Textile exports are a major source of revenue for Pakistan, so the lack of investments in machinery over the last decade is disconcerting. The country's textile exports have suffered greatly relative to major competitors, and the low imports of textile machinery have exacerbated this problem by leaving the country behind in terms of value-addition. The figures below show stagnant imports of textile machinery, using data extracted from UN COMTRADE.

Apart from the structural problems that have hindered Pakistan's exports for the preceding years, the new and unique trade landscape of 2020 provides additional strains. The following are recommendations for Pakistan to understand the nature of export recovery amidst this global crisis, taken from a World Bank blog titled End Poverty in South Asia.

The impacts of COVID-19 for trade are not as simple as a reduction in export flows, but run far deeper in that several buyer-seller links have been completely cut off. With international firms like JC Penney and J. Crew halting operations and filing for bankruptcy, many Pakistani exporters are left without clients. Thus, helping firms to seek new ones needs to be a policy priority. With social distancing measures set to stay in place for much of the remaining year, trade fairs and exhibitions to find clients are not an option. Buyers and sellers are likely to connect online, so the Trade Development Authority of Pakistan (TDAP) must help exporters harness the potential of digital marketing. Advances in artificial intelligence and big data are key developments which Pakistan must leverage in order to remain in competitive in the current global landscape.

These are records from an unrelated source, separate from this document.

PR #3597, opened 2023-02-24
Add date on hover to log

### LINKED ISSUE #3408: Show full date in history
### Description

In the log command it would be good to see the whole date the action was taken on instead of just time since ago. 

### Proposed Behaviour

Currently we can only see how long ago was the action taken, which may not be enough if you need to see the exact date as you need to manually find the date by yourself. Especially when dealing with history thats older than just few days. So by adding for example a hover message on the currently displayed time since ago, with the full date, could be very usefull (especially when you cannot even get the history using the API to manage it yourself).

### Extra Details

_No response_

Diddyy:
This closes #3408.

On hover message on the currently displayed time since ago the full date and time is shown.
image

This is my first PR so please let me know if I have missed anything!

### DIFF
--- a/common/src/main/java/me/lucko/luckperms/common/locale/Message.java
+++ b/common/src/main/java/me/lucko/luckperms/common/locale/Message.java
@@ -57,6 +57,8 @@ import net.luckperms.api.util.Tristate;
 
 import java.time.Duration;
 import java.time.Instant;
+import java.time.ZoneId;
+import java.time.format.DateTimeFormatter;
 import java.util.Collection;
 import java.util.Iterator;
 import java.util.List;
@@ -89,6 +91,9 @@ import static net.kyori.adventure.text.format.TextDecoration.BOLD;
  * A collection of formatted messages used by the plugin.
  */
 public interface Message {
+
+    static final DateTimeFormatter DATE_FORMAT = DateTimeFormatter.ofPattern("yyyy-MM-dd '@' HH:mm:ss")
+            .withZone(ZoneId.systemDefault());
 
     TextComponent OPEN_BRACKET = Component.text('(');
     TextComponent CLOSE_BRACKET = Component.text(')');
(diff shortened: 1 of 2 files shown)


Diddyy:
@emilyy-dev Would you be able to review? Saw you tagged the issue a week ago. 
Any feedback would be appreciated 😅

common/src/main/java/me/lucko/luckperms/common/locale/Message.java
```diff
@@ -3714,6 +3719,7 @@ static TextComponent prefixed(ComponentLike component) {
                                     .color(GRAY)
                                     .key("luckperms.duration.since")
                                     .args(DurationFormatter.CONCISE_LOW_ACCURACY.format(action.getDurationSince()))
+                                    .hoverEvent(HoverEvent.showText(text().append(text("Date: ", GRAY)).append(text(DATE_FORMAT.format(action.getTimestamp()), AQUA))))
```
Aberdeener, line 3722: This `"Date:"` should be translatable and not hardcoded (see 2 lines above).
Translation terms live in `properties` files, for example the English one:
https://github.com/LuckPerms/LuckPerms/blob/master/common/src/main/resources/luckperms_en.properties

You can see some usage of the `translatable()` and `key()` methods in this class, it should be fairly simple to do!

common/src/main/java/me/lucko/luckperms/common/locale/Message.java
```diff
@@ -90,6 +92,9 @@
  */
 public interface Message {
 
+    static final DateTimeFormatter DATE_FORMAT = DateTimeFormatter.ofPattern("yyyy-MM-dd '@' HH:mm:ss")
```
Aberdeener, line 95: Wondering if this should be translatable/configurable? Many countries have vastly different time formatting standards

Diddyy: Reason I did it in that format is that’s what ‘ VerboseListener’ and ‘ExportCommand’ use for date format. But it would be cool to add 😅

common/src/main/java/me/lucko/luckperms/common/locale/Message.java
Diddyy: Good suggestion, I’ll change that soon!

common/src/main/java/me/lucko/luckperms/common/locale/Message.java
Aberdeener: Ah okay, no worries in that case then I think!

common/src/main/java/me/lucko/luckperms/common/locale/Message.java
lucko: Any update? :) happy to merge this once that change has been made

Diddyy: > Any update? :) happy to merge this once that change has been made

I have just commited the changes I believe. I haven't managed to check it just yet as I have no access to a server atm but I think it should be right..

lucko:
Thanks for the PR :)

Another factor is that local firms need to be able to import raw materials and intermediate inputs at world prices in order to export competitively. The argument in favor of centralized supply chains in one region is unsustainable. The risk of COVID-19 spread will not be mitigated by this measure, but can be minimized by reduced dependence on any individual supplier. Pakistani suppliers should be given incentives to expand beyond the domestic market, this is only achievable if import restrictions are eased and requisite raw materials are made accessible. The import taxes that prevail only serve as "export taxes in disguise." Absolute sunset clauses to tariff protection are crucial for the elimination of the anti-export bias.

In addition, it's critical that Pakistan help its firms comply with international standards and secure the requisite certifications. Pakistani textile and apparel firms have proactively shifted to the production of face masks, shields and PPEs to meet the needs of the hour. However, compliance is expensive and tricky, exceedingly being the reason that locally produced COVID-19 protective gear is rejected at the borders. In that context, the Ministry of Commerce needs to engage and provide information on standards and compliance.

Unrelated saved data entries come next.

PR #3606, opened 2023-03-19
Handle invalid empty command inputs

emilyy-dev:
Reject empty inputs for:
* Meta key
* Group display name
* Permission

Additionally, reject invalid group names in `lp group .. delete`.
Behaviour was also expanded to and documented in API `NodeBuilder`s.


emilyy-dev:
Oh whoops, the translatable won't work well with the text literal argument

emilyy-dev:
The problem with the translation is resolved, I simply added a new entry for each message, this is already done for other entries as well, and I don't think there are enough differences to really worry about separating them into their own translatable arguments, so I deemed this solution the least complex.

The issue with allowing spaces in inheritance nodes needs to be discussed further.

lucko (approved):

In the past, remittances have cushioned the financing pressures related to Pakistan's trade deficit. This may be made possible again this year, as June 2020 brought in record monthly home remittance - up by 51 percent year-on-year to $2.47 billion. This provides a ray of hope for the economy, but the most sustainable way to counteract the trade deficit issue is to ensure export competitiveness.

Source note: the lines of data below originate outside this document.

Issue #4292, opened 2026-08-04
Messages are broken on Bukkit impl


Outfluencer:
### Description

Message output is broken because of the outdated adventure-bukkit lib (your fork is based on 4.4.0)

Clicking on permission nodes of a group would paste the according delete command into the clients chat.
This works fine on BungeeCord but not on Bukkit.

### Reproduction Steps

/lp group default permission set test

/lp group default permission info

Click on the command feedback permission node.

### Expected Behaviour

The  permission nodes should be clickable and put the delete command in the clients chatbox

### Server Details

paper 1.21.11 latest

### LuckPerms Version

5.5.65

### Extra Details

I have fixed it locally by depending on net.kyori.adventure-platform-bukkit and changing the     ADVENTURE_PLATFORM_BUKKIT enum in the Dependency.java class of Bukkit to

```
ADVENTURE_PLATFORM_BUKKIT(
        "net{}kyori",
        "adventure-platform-bukkit",
        "4.4.1",
        "zcs6Zqu/njk2FNtd6yf4QRF8W1t+9SdToshG/UbJzfE=",
        Relocation.of("adventure", "net{}kyori{}adventure"),
        Relocation.of("adventure.util.option", "net{}kyori{}option")
    )
```

lucko:
Fixed by above commit - adventure-platform is unsupported so using the native Paper impl is a better long term fix I think. :)

Outfluencer:
> Fixed by above commit - adventure-platform is unsupported so using the native Paper impl is a better long term fix I think. :)

Yes it is, thank you!

PR #4297, opened 2026-08-11
Fix inverted Audience check in PaperAdventureBridge

AndyOctopus:
The guard added in #4292 tests the wrong direction, so it never fires:

```java
if (CommandSender.class.isAssignableFrom(audienceClass)) {
    throw new IllegalStateException("CommandSender does not implement Audience");
}
```

`A.isAssignableFrom(B)` is true when `B` is a subtype of `A`, so this asks whether `Audience` is a subtype of `CommandSender`. That is never true, and the message states the opposite of the condition being tested. The check that is meant to reject platforms without native Adventure support therefore always passes.

### Why that matters

`Class.forName("net.kyori.adventure.audience.Audience")` succeeding does not imply the server's `CommandSender` implements it. LuckPerms relocates its own copy of Adventure (which is why the lookup string is split), but on Bukkit the plugin classloader also resolves classes loaded by *other* plugins, so any plugin on the server that ships Adventure unrelocated makes all three `Class.forName` calls succeed.

With the guard inoperative, `PaperAdventureBridge.INSTANCE` is non-null, `BukkitSenderFactory.create` picks `PaperBridgeBukkitSenderFactory`, and the first message sent is the startup banner in `AbstractLuckPermsPlugin#enable`:

```
Error occurred while enabling LuckPerms v5.5.71
java.lang.IllegalArgumentException: object is not an instance of declaring class
    at java.base/jdk.internal.reflect.DirectMethodHandleAccessor.invoke(...)
    at me.lucko.luckperms.bukkit.util.PaperAdventureBridge.sendMessage(PaperAdventureBridge.java:78)
    at me.lucko.luckperms.bukkit.BukkitSenderFactory$PaperBridgeBukkitSenderFactory.sendMessage0(BukkitSenderFactory.java:129)
    ...
    at me.lucko.luckperms.common.plugin.AbstractLuckPermsPlugin.enable(AbstractLuckPermsPlugin.java:158)
```

`IllegalArgumentException` is unchecked, so `catch (ReflectiveOperationException)` in `sendMessage` does not apply and it propagates out of `enable()` — the plugin fails to enable entirely rather than falling back to adventure-platform.

Observed on a 1.8.8 server running 5.5.71, but nothing about the failure is version specific: it needs only a `CommandSender` that does not implement `Audience` plus any plugin exposing unrelocated `net.kyori.adventure`.

### The change

```java
if (!audienceClass.isAssignableFrom(CommandSender.class)) {
    throw new IllegalStateException("CommandSender does not implement Audience");
}
```

On Paper this is unchanged behaviour: `CommandSender extends Audience`, and `PluginClassLoader` delegates to the parent first, so `audienceClass` is the server's own `Audience`. Where the assertion does not hold, the constructor now throws as it was meant to and `create` falls back to `AdventurePlatformBukkitSenderFactory`.

I have kept this to the one line. Happy to follow up separately with a change that prevents an unexpected runtime exception from the bridge failing enable outright, but that felt like a design call rather than part of this fix.

### DIFF
--- a/bukkit/src/main/java/me/lucko/luckperms/bukkit/util/PaperAdventureBridge.java
+++ b/bukkit/src/main/java/me/lucko/luckperms/bukkit/util/PaperAdventureBridge.java
@@ -55,7 +55,7 @@ public final class PaperAdventureBridge {
         Class<?> componentClass = Class.forName(adventurePkg + "text.Component");
         Class<?> serializerClass = Class.forName(adventurePkg + "text.serializer.gson.GsonComponentSerializer");
 
-        if (CommandSender.class.isAssignableFrom(audienceClass)) {
+        if (!audienceClass.isAssignableFrom(CommandSender.class)) {
             throw new IllegalStateException("CommandSender does not implement Audience");
         }
 


lucko:
Thanks :)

The export competitiveness of Pakistan depends greatly upon what policies are adopted in taking the textile sector forward. The Textile Policy that has been approved for Pakistan holistically targets the revitalization of the export oriented industry, and particularly its recovery after COVID-19 has torn through the global economy.

It is imperative to note that the policy recommendations are synergistic - they can only be fruitful if implemented simultaneously. As the textile value chain is fragmented, there is a need for uniformity and facilitation at each step of the process, and any incentives that are provided must be available across the chain.

Similarly, GDP growth is a goal that requires holistic policymaking, in line with all past efforts to reduce the trade deficit. As the country can no longer afford to rely on loans, we must pay heed to policy recommendations that target export growth, competitiveness and high market share, and investments will inevitably follow suit.